Sommet International Anti corrida
de Bruxelles des 4 et 5 juin 2008

Le sommet international contre la corrida organisé à Bruxelles par le CAS Hollande (Comité Anti Stierenvechten=comité anti-corrida), et les associations des différents pays concernés pas la tauromachie espagnole et portugaise qui luttent pour l'abolition des corridas, a eu lieu les 4 et 5 juin

Concernant la France, l'organisation a été confiée à la FLAC et au CRAC. Ce deuxième sommet fait suite à celui de 2007 organisé à Lisbonne.

Ce sommet de Bruxelles à donc réuni les associations de France, comme la FLAC, le CRAC et l’Alliance Anti-corrida, mais aussi les associations d’Espagne, du Portugal et d’Amérique Latine, soit au total 25 associations qui luttent pour l’abolition des corridas dans leur pays respectif. Le but de ce sommet étant de mettre en place des actions coordonnées et donner une cohésion au mouvement abolitionniste, car le lobby taurin cherche partout et par tous les moyens de s’étendre et d'exporter sa «tradition» de torture animale.

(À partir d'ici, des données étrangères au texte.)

PR #1618, opened 2025-04-03
fix(content): steelskin prayer drain could exponentially stack

tannerdino:
oops!

Video of bug:

https://github.com/user-attachments/assets/6160419a-bca4-4207-9563-cb0057248b77


ultraviolet-jordan:
What about superhumanstrength

tannerdino:
Steelskin is the only one I noticed, I can double check every prayer again though. Just in case

tannerdino:
Heres me testing every prayer:

https://github.com/user-attachments/assets/0af686a5-cd6d-40fa-8401-8c6d5cbffc70

ultraviolet-jordan:
Ok it was probably fixed already. I was looking at the PR that changed prayers recently.

PR #1619, opened 2025-04-03
fix(content): clear pending action when unequipping items

tannerdino:
From [video](https://youtu.be/AVpqoWjsT1E?t=34):

https://github.com/user-attachments/assets/8a7d7268-e964-4f50-8fdb-a04d3533377b

Makes me question... Did every protected if_button/inv_button in the engine clear pending action and close interface?

### DIFF
--- a/data/src/scripts/player/scripts/equip.rs2
+++ b/data/src/scripts/player/scripts/equip.rs2
@@ -2,6 +2,7 @@
 
 [inv_button1,wornitems:wear]
 if_close;
+p_clearpendingaction;
 ~unequip(last_slot);
 
 [proc,equip](int $slot)


mark-b5:
Yeah I suspect it's just an engine thing

tannerdino:
> Yeah I suspect it's just an engine thing

Yeah we use the p_clearpendingaction command, which seems like it'd be an obscure command they wouldn't really use often.

tannerdino:
Not sure if its the same thing but early videos show the special attack button *not* clearing interactions (matches osrs)

tannerdino:
Heres another video, of setting autocast clearing interactions: https://youtu.be/P_QzMzpaA04?t=12

PR #1625, opened 2025-04-03
fix(content): players shouldnt be able to duel on f2p worlds

tannerdino:
You can duel players in this area, which are accessible in f2p. Also missing return for dueling players outside the arena

image


thesuddensilent:
It's very likely that part 52,51 of the map is entirely p2p only, but I'm not entirely sure.

ultraviolet-jordan:
if it helps, this is what the client thinks is the duel arena area to show "Duel-with"

`x >= 3328 && x <= 3393 && z >= 3203 && z <= 3325`

thesuddensilent:
Is that duel option area defined in the cache/client itself?

tannerdino:
> if it helps, this is what the client thinks is the duel arena area to show "Duel-with"
> 
> `x >= 3328 && x <= 3393 && z >= 3203 && z <= 3325`

Oh nice, matches my inzone check perfectly

thesuddensilent:
From what I've watched on YouTube videos about the duel arena, the area defined as the duel area is super weird.
I don't think it even works according to the 8x8 zones.
https://www.youtube.com/watch?v=G-OB3K5pYL8
https://www.youtube.com/watch?v=BXGm3rTjmhw

mark-b5:
Probably changed after they introduced `area`s

PR #1626, opened 2025-04-04
fix(engine): Npcs and Players now have symmetric lines of sight (fixes 1-way safespots)

mark-b5:
It's always been the case in OSRS that Npcs will calculate their line of sight backwards when attacking a player. I.e., line of sight will be calced Player->Npc for both Entities. This will be pretty crucial for stuff like fight caves in 2005

## Previous behavior 
Npc can attack me from this position but I cannot attack it
image

## Updated behavior 
Npc cannot attack me and I cannot attack it. We share the same line of sight calculation between us

{3364AB58-D84D-47EB-AA6F-D5EC326C0C06}

### DIFF
--- a/src/engine/entity/PathingEntity.ts
+++ b/src/engine/entity/PathingEntity.ts
@@ -396,7 +396,7 @@ export default abstract class PathingEntity extends Entity {
             // you are not within ap distance of pathing entity if you are underneath it.
             return false;
         }
-        // Los is always calculated Player -> Npc, so that pvm interactions are symmetrical
+        // Los for Npcs is always calculated backwards for all Entity types (tested Player and Npc)
         if (this instanceof Npc) {
             return CoordGrid.distanceTo(this, target) <= range && isApproached(this.level, target.x, target.z, this.x, this.z, target.width, target.length, this.width, this.length);
         }


src/engine/entity/PathingEntity.ts
```diff
@@ -396,6 +396,10 @@ export default abstract class PathingEntity extends Entity {
             // you are not within ap distance of pathing entity if you are underneath it.
             return false;
         }
+        // Los is always calculated Player -> Npc, so that pvm interactions are symmetrical
+        if (this instanceof Npc && target instanceof Player) {
```
ultraviolet-jordan, line 400: can remove this `&& target instanceof Player`

mark-b5: Why? We only want to reverse Los direction for Npc interacting with a Player specifically. This conditional with a comment is the cleanest way I could imagine to accomplish this

ultraviolet-jordan: Do you know if Npc targetting Npc is the same way

mark-b5: I know that Npc -> Obj is normal

mark-b5: https://gyazo.com/aea0e5ca8d8a99b423622693335db833

I found an old clip of the box trap having los on the chin here, meaning it's calcing in the normal direction (box trap -> chin)

mark-b5: https://github.com/user-attachments/assets/e863ed1f-b0b8-4b73-8df9-acb0009046b9

https://github.com/user-attachments/assets/8d3d2ed7-c7cf-43ba-9bc6-2b70278f857d


Sooo these 2 clips show 2 things

Hunt los direction is gnome->warrior (normal)

But after gnome targets it can't attack (line of sight direction is gnome<-warrior)

So I think you're right. 

As for penance runners and varrock sweeper, it's only *hunt* line of sight that we know about. Their actual interaction isn't an ap

So to conclude:
1. `ap` lineofsight is backwards for Npcs targeting any entity
2. hunt lineofsight is backwards for Npcs hunting a player (tested)
3. hunt lineofsight is normal for Npcs targeting everything else (tested)

ultraviolet-jordan: Nice work big dog

PR #1627, opened 2025-04-05
fix(content): clue typo, zamorak wizard check, clue drops

Indio3:
- fix typo in Vigroy dialogue
- Change check for zamorak wizard to use huntall
- change droprate of hard clues from hellhounds to 1/64, add medium clues to tribesman, easy clues to thugs


tannerdino:
If you're changing clues you should probably remove the likely inauthentic if_close

tannerdino:
Sorry for clue drops, the if_close for that in osrs is related to combat achievements right

Indio3:
yeah we came to the conclusion it was CA related rather than a clue change

PR #1630, opened 2025-04-06
fix(content): no longer reopen puzzlebox when moving a piece

AmVoidGuy:


ultraviolet-jordan:
We can't change the .if files. Those are original from Jagex themselves.

AmVoidGuy:
Ah, I see. Can close this one then

ultraviolet-jordan:
@Indio3 Do you have any thoughts?

Do you need a way to prevent this though or maybe it’s legit for it to operate like this? Maybe we don’t have enough proof of anything.

AmVoidGuy:
It doesn't seem legit but that probably isn't what they do for it. Our ophelds currently call clearPendingAction which close interfaces. I'm not sure what the correct solution would be though. I see videos from 2006 where it doesn't close during puzzles but will need to look around more. In current Osrs it seems like ophelds don't close your open interface in general?

ultraviolet-jordan:
> It doesn't seem legit but that probably isn't what they do for it. Our ophelds currently call clearPendingAction which close interfaces. I'm not sure what the correct solution would be though. I see videos from 2006 where it doesn't close during puzzles but will need to look around more. In current Osrs it seems like ophelds don't close your open interface in general?

Yeah the main "problem" is they've had big interface system reworks over the years. And OSRS client today uses a custom language called "ClientScript" which handles a ton of interface stuff client sided automatically.

But uh........ the most obvious thing here is the `interactable` property on these couple interfaces in the game.
`trail_puzzle.if`
`inventory.if`

So *a* fix could be to wrap the `player.clearPendingAction();` with that check or something...

```ts
if (!com.interactable) {
     player.clearPendingAction();
}
```

tannerdino:
Is it possible that the puzzle interface was an overlay?

Indio3:
it's a modal on OSRS so I don't think so... I think they probably had a check before running `clearPendingAction`. It can't check on `interactable` or any property they share though since this wouldn't `clearPendingAction` for opheld on the inventory (which it is supposed to do). It should be checking on a property they don't share or checking if the com is not in the players current main modal

AmVoidGuy:
Checking if it's in the players current main modal or not seems to be the most practical solution for now. The only other properties they don't share are draggable and usable. It doesn't seem like either of those would make sense and a hardcoded check for the interface com name or id sounds bad. 

 It would work with our current use cases at least.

Dans l’après midi du 4 juin, un séminaire était organisé au Parlement Européen, séminaire animé par Caroline Lucas, député européenne anglaise, et auquel participaient:

  • José Enrique Zaldívar, vétérinaire espagnol qui conteste la validité de l'étude faite par le professeur Illero porte-parole du lobby taurin.
  • Rául Roméva, membre du Parlement Européen - Politique et des taureaux
  • Jennifer Berengueras, écologiste, qui a contesté les arguments du lobby taurin disant que le taureau est un élément indispensable à l'équilibre des éco-systèmes
  • Claude Turmes, député Verts luxembougeois - Politique et des taureaux
  • Jordi Portabella, Conseiller municipal de la Barcelone, a démontré que la popularité de la corrida en Espagne était en chute libre, Selon un sondage Gallup 2006, seuls 7% de la population espagnole se disent fans de corridas
  • Carl Schlyter, député européen suédois (Verts), proposera une nouvelle loi visant à demander l'arrêt des subventions européennes aux éleveurs de taureaux de corridas
  • David Hammerstein, député européen espagnol (Verts)

Les participants ont démontés les arguments du lobby taurin, remettant en cause les idées reçues, à savoir :

  • le poids économique important des corridas - celles-ci ne perdurent que parce qu’elles sont toutes financées par des aides publiques que ce soit en France, en Espagne et partout ailleurs. Chaque année l'Espagne suventionne à hauteur de 550 millions d'euros le secteur taurin, 550 millions issus de la poche du contribuable. A cela s'ajoutent les subventions européennes : 220 euros par an et par animal.
    Conclusion : Le secteur de la tauromachie est un secteur moribond qui ne vit qu'avec les aides et subventions publiques. Sans ces subventions, les corridas n'existeraient plus.
  • Les taureaux ne sont pas les gardiens de l’environnement et des écosystèmes, loin s’en faut. Jennifer Berengueras a démontré que les taureaux de corrida n’étaient pas les garants de la biodiversité et l'arrët des corridas n'affecterait en rien la biodiversité.
  • Comme l’a démontré Enrique Zaldívar, Les taureaux souffrent réellement pendant une corrida.Il a démonté points par points les arguments développés par le professeur Illero, disant que le taureau, pendant la corrida, ne souffrait pas, et a montré que ces arguments étaient une mystification.

A la suite du séminaire, un rassemblement a été organisé devant le Parlement Européen, place de Luxembourg pour montrer la détermination de tous ceux qui luttent pour une Europe sans corrida.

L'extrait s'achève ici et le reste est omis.